Editor, The Spotlight:

The 2014 Town Budget proposed by Supervisor Clarkson is a good one. It is balanced, affordable and built on a long-term plan that means we’ll be able to maintain services while staying within the property tax cap. This is a relatively “easy” budget year, and that’s a good thing. But it’s important to understand that we got to this easier place after making some very hard choices last year. We must not return to the same practices that got us into trouble in the first place: practices like spending our reserves, borrowing for everyday expenses or failing to understand that today’s budget actions will have consequences in the future. I’m concerned because there have been recent calls to do just that.

My professional background is in public budgeting and finance, and I’ve served on Bethlehem’s Budget Advisory Committee for two years now. This gave me a close-up view of the hard decisions made last year. From the first days of his term, John Clarkson drew a hard line on expenses. Almost every position that fell vacant was not refilled, ultimately reducing the workforce by 7 percent through attrition. The need to cut back so dramatically in a single year was driven by a failure to plan and the use of fiscally damaging policies. Those practices have ended, and Bethlehem now has a strong multiyear and capital planning process.
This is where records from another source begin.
PR #3311, opened 2023-03-20
chore: fix linter warnings

crodriguezvega:
## Description

There were mainly 3 warning types:
- variables names `cap` redefined a built-in function.
- redundant `if ...; err != nil` check when it would be possible to just return the function called.
- Unused named parameters.

closes: #XXXX

N/A

---

write a little note why.


.golangci.yml
```diff
@@ -29,6 +29,9 @@ linters:
 
 issues:
   exclude-rules:
+    - text: "unused-parameter"
```
crodriguezvega, line 32: This linter rule complains when a named argument in a functions is not used

chatton (commented):
Thanks for sorting out these issues, maybe we can pin the linter to the current latest version in the [workflow](https://github.com/cosmos/ibc-go/blob/6be595a66e891ec10dbc7afcf36dfc509c685da9/.github/workflows/golangci.yml#L25) so we don't run into this issue unexpectedly again? WDYT?

modules/apps/27-interchain-accounts/controller/ibc_middleware_test.go
```diff
@@ -107,11 +107,7 @@ func SetupICAPath(path *ibctesting.Path, owner string) error {
 		return err
 	}
 
-	if err := path.EndpointB.ChanOpenConfirm(); err != nil {
-		return err
-	}
-
-	return nil
+	return path.EndpointB.ChanOpenConfirm()
```
damiannolan, line 110: so an update to the linter starting trigger all these?
sometimes I prefer an explicit function call, and there may be scenarios where we may want to log something. 

Happy to honour the linter here, just playing devils advocate. I think sometimes linters can be overly aggressive. We can always tweak the config later I guess.

damiannolan (approved):
Thanks @crodriguezvega ❤️

modules/apps/27-interchain-accounts/controller/ibc_middleware_test.go
DimitrisJim: It might be beneficial to add `//nolint` directives in that case with an additional comment for context or is that too noisy? I can definitely remember cases where a linter was being silly.

crodriguezvega: Yes, looks like golangci-lint was bumped to v1.52 and hell broke loose...

I had second thoughts when I was changing these as well, but thought the improvement was justified. I don't think the link would have complained if there was some extra logic inside the if statement.

crodriguezvega:
> maybe we can pin the linter to the current latest version in the [workflow](https://github.com/cosmos/ibc-go/blob/6be595a66e891ec10dbc7afcf36dfc509c685da9/.github/workflows/golangci.yml#L25) so we don't run into this issue unexpectedly again? WDYT?

I can do that, if you guys prefer that. To me fixing these warnings when they pop up is not a big deal, but if it's disturbing you the rest, I am fine fixing the version.

chatton:
> > maybe we can pin the linter to the current latest version in the [workflow](https://github.com/cosmos/ibc-go/blob/6be595a66e891ec10dbc7afcf36dfc509c685da9/.github/workflows/golangci.yml#L25) so we don't run into this issue unexpectedly again? WDYT?
> 
> I can do that, if you guys prefer that. To me fixing these warnings when they pop up is not a big deal, but if it's disturbing for the rest, I am fine fixing the version.

My main concern is that periodically linting that works locally will cause failures on CI, I. would prefer to intentionally upgrade the linter periodically so CI stays consistent until we change it ourselves.

crodriguezvega:
> My main concern is that periodically linting that works locally will cause failures on CI, I. would prefer to intentionally upgrade the linter periodically so CI stays consistent until we change it ourselves.

All right, [I fixed the version](https://github.com/cosmos/ibc-go/blob/carlos/fix-linter-warnings/.github/workflows/golangci.yml#L25).

chatton (approved):
Thanks for fixing these issues 🥇

modules/apps/27-interchain-accounts/controller/ibc_middleware_test.go
colin-axner: I agree with @damiannolan, I think it'd be nice to be able to turn off this specific linting check. I don't see a lot of value in enforcing it, but I do see value in not enforcing it

PR #3097, opened 2023-02-01
proposal: capability addition to ibc-go structure

tac0turtle:
## Description

This is a proposal on how to adopt capability. In the near future we will be able to remove the dependency of the sdk from this module making it standalone. The reason for the separate go.mod is that this module will most likely hit v1 and not iterate further with the plans of the sdk to introduce internal message routers. Tying it to an ibc-go release could be done as well, but didnt see the point since there wont be iteration on this work for a while. 

before going further wanted to double check if this is acceptable

closes: #3076

### Commit Message / Changelog Entry

```bash
feat: migrate capability module from cosmos-sdk to ibc-go
```

see the [guidelines](https://github.com/cosmos/ibc-go/blob/main/CONTRIBUTING.md#commit-messages) for commit messages. (view raw markdown for examples)

---

Before we can merge this PR, please make sure that all the following items have been
checked off. If any of the checklist items are not applicable, please leave them but
write a little note why.

- [ ] Targeted PR against correct branch (see [CONTRIBUTING.md](https://github.com/cosmos/ibc-go/blob/master/CONTRIBUTING.md#pr-targeting)).
- [ ] Linked to Github issue with discussion and accepted design OR link to spec that describes this work.
- [ ] Code follows the [module structure standards](https://github.com/cosmos/cosmos-sdk/blob/main/docs/docs/building-modules/10-structure.md) and [Go style guide](../docs/dev/go-style-guide.md).
- [ ] Wrote unit and integration [tests](https://github.com/cosmos/ibc-go/blob/master/CONTRIBUTING.md#testing).
- [ ] Updated relevant documentation (`docs/`) or specification (`x/<module>/spec/`).
- [ ] Added relevant `godoc` [comments](https://blog.golang.org/godoc-documenting-go-code).
- [ ] Provide a [commit message](https://github.com/cosmos/ibc-go/blob/main/CONTRIBUTING.md#commit-messages) to be used for the changelog entry in the PR description for review.
- [ ] Re-reviewed `Files changed` in the Github PR explorer.
- [ ] Review `Codecov Report` in the comment section below once CI passes.

PR #3325, opened 2023-03-22
adr 8 callback packet data impl followups 

colin-axner:
## Description

applies review suggestions in #3287 

closes: #XXXX

```bash
type: commit message
```

---

write a little note why.


modules/apps/27-interchain-accounts/types/codec_test.go
```diff
@@ -1,16 +1,41 @@
...
+
+	packetData := types.InterchainAccountPacketData{
+		Type: types.EXECUTE_TX,
+		Data: []byte("data"),
+		Memo: fmt.Sprintf("{\"callbacks\": {\"src_callback_address\": \"%s\"}}", sourceCallbackAddress),
+	}
+
+	types.RegisterInterfaces(types.ModuleCdc.InterfaceRegistry())
+	data, err := types.ModuleCdc.MarshalInterfaceJSON(&packetData)
+	suite.Require().NoError(err)
```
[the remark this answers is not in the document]
AdityaSripal: In this case, I think we should just remove all the codec related code here

colin-axner:
Tagging as r4r. The codec related code should still be removed. I will do that tomorrow, or it can be done in a followup or on the upstream pr if we want this merged upstream before then

damiannolan (approved):
Looks good to me! Nice work on the tests, super clean.

damiannolan:
Is there some linter fixes that are needed in this PR? 

Is the idea to target this feature branch in the middleware implementation to flesh things out before merging to main?

colin-axner:
> Is there some linter fixes that are needed in this PR?

No, the upstream pr isn't up to date with main, so I think bumping to the tip of main should hopefully fix the linter

> Is the idea to target this feature branch in the middleware implementation to flesh things out before merging to main?

Not the current intention. This pr is just to for ease of review

colin-axner:
Tried merging to main but it causes crazy diffs and a bad commit log. Reverted that commit, we can bump on the upstream branch which compares to main

modules/apps/27-interchain-accounts/types/packet_test.go
```diff
@@ -132,21 +136,71 @@ func (suite *TypesTestSuite) TestGetCallbackAddresses() {
...
+			if tc.expPass {
+				suite.Require().Equal(expSrcCbAddr, srcCbAddr)
+			} else {
+				suite.Require().Equal("", srcCbAddr)
+			}
+		})
+	}
+}
+
+func (suite *TypesTestSuite) TestGetDestCallbackAddress() {
```
AdityaSripal, line 166: Seems like an odd test to have for a no-op function

modules/core/exported/packet.go
```diff
@@ -0,0 +1,45 @@
...
+}
+
+// Acknowledgement defines the interface used to return
+// acknowledgements in the OnRecvPacket callback.
+type Acknowledgement interface {
+	Success() bool
+	Acknowledgement() []byte
+}
+
+// CallbackPacketData defines the interface used by ADR 8 implementations
```
AdityaSripal, line 23: Shouldn't we clarify that this is an optional interface?

AdityaSripal (approved):
Some minor nits

modules/apps/27-interchain-accounts/types/packet_test.go
colin-axner: If unresolved merge conflicts cause this to return a non empty string, I'd prefer the tests to catch the issue. It's quite easy for [merge conflicts to slip through](https://github.com/cosmos/ibc-go/pull/3097#discussion_r1146205788)

modules/apps/27-interchain-accounts/types/packet.go
```diff
@@ -26,7 +26,7 @@ var (
 	DefaultRelativePacketTimeoutTimestamp = uint64((time.Duration(10) * time.Minute).Nanoseconds())
 )
 
-var _ exported.CallbackPacketDataI = (*InterchainAccountPacketData)(nil)
+var _ exported.CallbackPacketData = (*InterchainAccountPacketData)(nil)
```
chatton, line 29: I like this change 👍

modules/apps/27-interchain-accounts/types/codec.go
```diff
@@ -22,11 +21,6 @@ var ModuleCdc = codec.NewProtoCodec(codectypes.NewInterfaceRegistry())
 func RegisterInterfaces(registry codectypes.InterfaceRegistry) {
 	registry.RegisterImplementations((*authtypes.AccountI)(nil), &InterchainAccount{})
 	registry.RegisterImplementations((*authtypes.GenesisAccount)(nil), &InterchainAccount{})
-
-	registry.RegisterImplementations(
-		(*exported.CallbackPacketDataI)(nil),
-		&InterchainAccountPacketData{},
-	)
```
chatton, line 29: why do we not need to register this type against `CallbackPacketData` anymore?

modules/apps/transfer/types/packet_test.go
```diff
@@ -43,3 +44,213 @@ func TestFungibleTokenPacketDataValidateBasic(t *testing.T) {
...
+			false,
+		},
+		{
+			"memo has callbacks in json struct but does not have string value for src_callback_address key",
+			types.FungibleTokenPacketData{
+				Denom:    denom,
+				Amount:   amount,
+				Sender:   addr1,
+				Receiver: addr2,
+				Memo:     "{\"callbacks\": {\"src_callback_address\": 10}}",
```
chatton, line 105: don't think this is a big enough deal to change it, but I find using backticks can be more readable than requiring to escape quotes 

e.g.

```go
Memo: `{"callbacks": {"src_callback_address": 10}}`,
```

chatton (commented):
Love the test coverage, just had a question about the interface registration, otherwise it all looks great nice job 👍

modules/apps/27-interchain-accounts/types/codec.go
colin-axner: So, in order to unmarshal into an interface we need to marshal into an interface. That is, the packet data needs to be marshaled into an any (including the @type field in the encoding) so that it can be unmarshaled into an any where the type registration lookup can occur. The issue is that this requires changing the encoding of the packet data which is a breaking change for over the wire encoding. We would need channel upgradability to do so

The latest discussion on this topic was to expect ADR 8 implementations in the short term to hard code the packet data types they use and reference the CallbackPacketData as a compliance check. That is, the interface won't be used for encoding/decoding (hence removing the codec references), and will only be used to check that the packet data types implement the associated interface

modules/apps/transfer/types/packet_test.go
colin-axner: Oh that's a lot cleaner. I will do this change when I get a chance (might not be until after this merge or monday)

modules/apps/27-interchain-accounts/types/packet.go
```diff
@@ -66,27 +66,32 @@ The Memo format is defined like so:
 {
 	// ... other memo fields we don't care about
 	"callbacks": {
-		"src_callback_address": {contractAddrOnSrcChain},
+		"src_callback_address": {contractAddrOnSourceChain},
 		"dest_callback_address": {contractAddrOnDestChain},
```
crodriguezvega, line 70: This is nit, but if we spell out `Src` as `Source`, should we do the same with `Dst` and written `Destination` instead?

modules/apps/27-interchain-accounts/types/packet_test.go
```diff
@@ -83,11 +85,13 @@ func (suite *TypesTestSuite) TestValidateBasic() {
 	}
 }
 
-func (suite *TypesTestSuite) TestGetCallbackAddresses() {
+func (suite *TypesTestSuite) TestGetSourceCallbackAddress() {
+	expSrcCbAddr := "srcCbAddr"
```
crodriguezvega, line 89: I think this could be a constant.
```suggestion
	const expSrcCbAddr = "srcCbAddr"
```

modules/apps/27-interchain-accounts/types/packet_test.go
```diff
@@ -105,7 +109,7 @@ func (suite *TypesTestSuite) TestGetCallbackAddresses() {
 				Data: []byte("data"),
 				Memo: "memo",
 			},
-			"",
+			false,
 		},
 		{
 			"memo is does not have callbacks in json struct",
```
crodriguezvega, line 115:
```suggestion
			"memo does not have callbacks in json struct",
```

modules/apps/27-interchain-accounts/types/packet.go
```diff
@@ -66,27 +66,32 @@ The Memo format is defined like so:
...
-func (iapd InterchainAccountPacketData) GetSrcCallbackAddress() string {
+// GetSourceCallbackAddress returns the source callback address provided in the packet data memo.
+// If no callback address is specified, an empty string is returned.
+//
+// The memo is expected to specify the callback address in the following format:
+// { "callbacks": { "src_callback_address": {contractAddrOnSourceChain}}
+//
+// ADR-8 middleware should callback on the returned address if it is a PacketActor
+// (i.e. smart contract that accepts IBC callbacks).
+func (iapd InterchainAccountPacketData) GetSourceCallbackAddress() string {
```
crodriguezvega, line 89: What would be returned if the json struct has 2 `callbacks` entries or 2 `src_callback_address` fields inside the same `callbacks` object?

crodriguezvega (commented):
Nice!

modules/apps/transfer/types/packet_test.go
```diff
@@ -43,3 +44,213 @@ func TestFungibleTokenPacketDataValidateBasic(t *testing.T) {
...
+				Denom:    denom,
+				Amount:   amount,
+				Sender:   addr1,
+				Receiver: addr2,
+				Memo:     "memo",
+			},
+			false,
+		},
+		{
+			"memo is does not have callbacks in json struct",
```
crodriguezvega, line 77:
```suggestion
			"memo does not have callbacks in json struct",
```

modules/apps/transfer/types/packet_test.go
```diff
@@ -43,3 +44,213 @@ func TestFungibleTokenPacketDataValidateBasic(t *testing.T) {
...
```
crodriguezvega, line 176:
```suggestion
			"memo does not have callbacks in json struct",
```

modules/apps/27-interchain-accounts/types/codec.go
chatton: I see thanks for the detailed explanation! 👍

modules/apps/27-interchain-accounts/types/packet.go
colin-axner: I don't thinkso. We changed this to be consistent with existing [terminology](https://github.com/cosmos/ibc-go/blob/main/modules/core/exported/channel.go#L28). If we didn't have an existing precedence, it likely would have remained `src`

modules/apps/27-interchain-accounts/types/packet.go
damiannolan: The second entry will likely override the first if there is two identical keys in the stringified JSON object.

https://go.dev/play/p/SQQBSfr2gDq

A letter to the editor last week argued that this year’s budget proposal is bad because last year’s budget (Supervisor Clarkson’s first) should have had lower property taxes. But the only argument offered was that there were lower average increases in some preceding years. Well, that argument misses the point that during those years a number of bad practices began, including bonding out pension enrichments, borrowing for routine road repaving, imposing a hidden dispatch fee and totally ignoring the looming loss of a $1.7 million annual payment from Selkirk Cogen. Far from being examples of good management, those years are the root cause of the huge budget gap faced last year.